Appetite – Saïd Sayrafiezadeh

I’m going to take a different approach with this story than just writing a brief. If you’re a writer, it’s useful to look at what’s working and how it’s working. So, let’s go through some of the scenes and see how they build off one another and progress the plot.

Right away, “Appetite” by Saïd Sayrafiezadeh, starts off with an attention grabbing line. “Things were not going as I had hoped.” This line is expanded in the rest of the paragraph and we learn that the narrator has asked for a raise and been denied. In that first paragraph though, we also learn how tentative the narrator is, and how he lacks confidence. Everything has been played out in his head, except in his head it resulted in his getting the raise. The story has been set. A cook wants a raise, gets denied, is blamed for a couple of messed orders. What happens next?

The next scene starts, “Somewhere in my past, something had gone wrong for me.” This scene is a flashback that explains his current status at a sort of dead end job. He “had dreams of grandeur. [He] didn’t know how to get there, but [he] knew it would work out,” when he was young. Now, as an older man, does that hold true?

The third scene in the story lays out the narrators work life, or perhaps just life, because it seems as if he hasn’t got a life beyond work. “I start at five o’clock and I stop at midnight. On weekends I stop at one o’clock. Sundays the restaurant is closed. Thursdays I have off. On busy nights, the dinner rush begins around seven and goes until eleven.” It allows the reader to see the business of the restaurant and the times when it is slow. Sayrafiezadeh captures this well. As someone who spent summers as a line cook, it was familiar to me and felt accurate. Partway through the scene, we are grounded into a moment. The narrator meets a girl, a waitress. It can’t all be about a guy not getting a raise, right? The arc of the story lifts here. Life improves.

In the fourth scene, we see the narrator after work, at home. He’s watching David Letterman and falls asleep on the couch. This scene shows us the narrators dissatisfaction with his life. Shows how he is not close to his neighbors. Also, there is a moment when some young black boys yell, “What are you looking at, white man?” The narrator has some existential issues with being called a man, with being seen as grown up. He even goes so far as to be “humiliated.” At this point, the story adds in an extra component of race with a brief flashback showing a racist father of a friend. I’m not sure if that’s necessary, but it is a detail of his past that he grew up in a community where racism is obvious. Also, I wonder if the writer is trying to build a comparison between the narrator and the father from the past?

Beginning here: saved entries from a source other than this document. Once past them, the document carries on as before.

PR #4067, opened 2020-11-13
[FIX_BUG][server-test] dismiss of server warm-up time in RoundRobinSe…

CalvinKirs:
dismiss of server warm-up time in RoundRobinSelectorTest

Consider the server warm-up time, which will cause dynamic changes in related test results, and we cannot make correct assertions

## Verify this pull request

UT


gaojun2048 (commented):
+1

gaojun2048 (approved):
+1

PR #5245, opened 2021-04-10
[Improvement][API]: Fix DAG empty msg

ruanwenjun:
When we save an empty DAG, it will report there is existing a cycle in the DAG, it's not reasonable.


CalvinKirs (approved):
LGTM.It's best to do also verification before UI submission

PR #5248, opened 2021-04-10
[Feature][JsonSplit] When create the process instance, save the field "locations" and "connects"

wen-hemin:

- When create the process instance, save the field "locations" and "connects"

#4417


brave-lee (commented):
+1

PR #5258, opened 2021-04-12
Add issue robot automatic reply and Translation

xingchun-chen:
Add issue robot automatic reply and Translation


CalvinKirs (approved):
LGTM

The fifth scene is short and the narrator has woken up in the morning. We see more of his disappointing home life. There is a paragraph length flashback that shows an army recruiter talking to the narrator, and the narrator being more interest in the human contact than in the armed services. This flashback is sandwiched between the narrators exercise routine to give it a reason for being there.

For the sixth scene, the narrator has rebounded and is ready to ask for a raise again. He also sees the “anorexic waitress tallying up her tips for the night,” and that seems to add to his confidence. Again, he is rejected by the manager.

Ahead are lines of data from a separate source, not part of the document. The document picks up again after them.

Issue #4014, opened 2020-11-02
why couldn't start a process instance from a random node in "process instance" 


wangxj3:
we can start a process instance from a random node in "Process definition",but why we couldn't start a process instance from a random node in "process instance" .This functionality is limited to requirements or other considerations.if possible,please answer inChinese。think you 。
为什么不可以从工作流实例里面的某个节点启动流程啊，这部分功能是没有需求场景还是实现部分有什么考虑呢？

xingchun-chen:
In the workflow definition, you can select a task , click the right mouse button to run a certain node
![image](https://user-images.githubusercontent.com/55787491/97838165-9ae53580-1d1a-11eb-9ff8-0635e748d77e.png)
![image](https://user-images.githubusercontent.com/55787491/97838184-a5073400-1d1a-11eb-99f6-a87c842fa15e.png)

wangxj3:
> 
> 
> In the workflow definition, you can select a task , click the right mouse button to run a certain node
> ![image](https://user-images.githubusercontent.com/55787491/97838165-9ae53580-1d1a-11eb-9ff8-0635e748d77e.png)
> ![image](https://user-images.githubusercontent.com/55787491/97838184-a5073400-1d1a-11eb-99f6-a87c842fa15e.png)

I know that,but my question is to start a worker flow(at a random node) from "process Instance",not "process definition"

我知道您说的这个，但是我的疑问是在工作流实例中，从已经运行结束的工作流实例里面，从某一个节点开始
![图片](https://user-images.githubusercontent.com/26736756/97846625-3b425680-1d29-11eb-9019-d55d24c0dccd.png)

xingchun-chen:
The workflow instance does not implement this function, if you need it, very welcome to mention a pr

chengshiwen:
Close the question since no updates for long time

PR #5260, opened 2021-04-12
[Feature-#4014][server-master] start a processInstance from random node of processInstance

wangxj3:
[Feature-#4014][server-master] start a processInstance from random node of processInstance
At the page of processInstance , we can chose the random node and start the processInstance.If you want to change the param of this process instance ,just modify the param value in the page of start.


chengshiwen:
@wangxj3 Hi, thanks for your contribution! There is a conflict, please resolve it~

The final scene of the story takes place after work, with the narrator standing outside in the rain. He walks home and is getting soaked. On the way, the waitress shows up in her car, and tells him to get in. Coincidence or did she plan it? The two of them have awkward interactions from having crushes on one another. She tells him, “You’re a funny boy.” The story turns back to the earlier moments of the raise, of not measuring up to grand plans, and being called a man. He asks himself, “When had I crossed that line from boy to man? Whenever it was, the line had been so faint, so subtle, that I had missed it entirely. Maybe if I had been paying closer attention things might have turned out differently for me.” There is more talk between the two of them and she calls him a “pretty boy.” He seems shocked, and can only question her. The story ends with this moment.

What we’re left with is this buildup. Throughout the scenes the narrator is listless, disappointed, nameless, and unrecognized. He’s not a very strong actor in his own life. Finally, when he is noticed by the waitress, he can’t believe it. Someone sees him. I don’t think this ending particularly works. Upon reaching it, I asked, so what? Maybe things will change for the narrator, maybe we are supposed to assume that. It seems like life is changing, but I’m not sold on it. What this story does well with though is the scenes are built upon one another. Also, there is a good use of sparse flashbacks to offer up defining details.

Tim Lepczyk

Writer, Technologist, and Librarian.

This Post Has 2 Comments

  1. carolsnotebook

    >I enjoyed reading your analysis. I didn't like the ending. I wasn't sure how the writer wanted me to feel, if that makes sense.

  2. Tim

    >Yeah, that makes sense. It leaves you hanging there wanting more. The narrator seems poised for something, but that something never happens.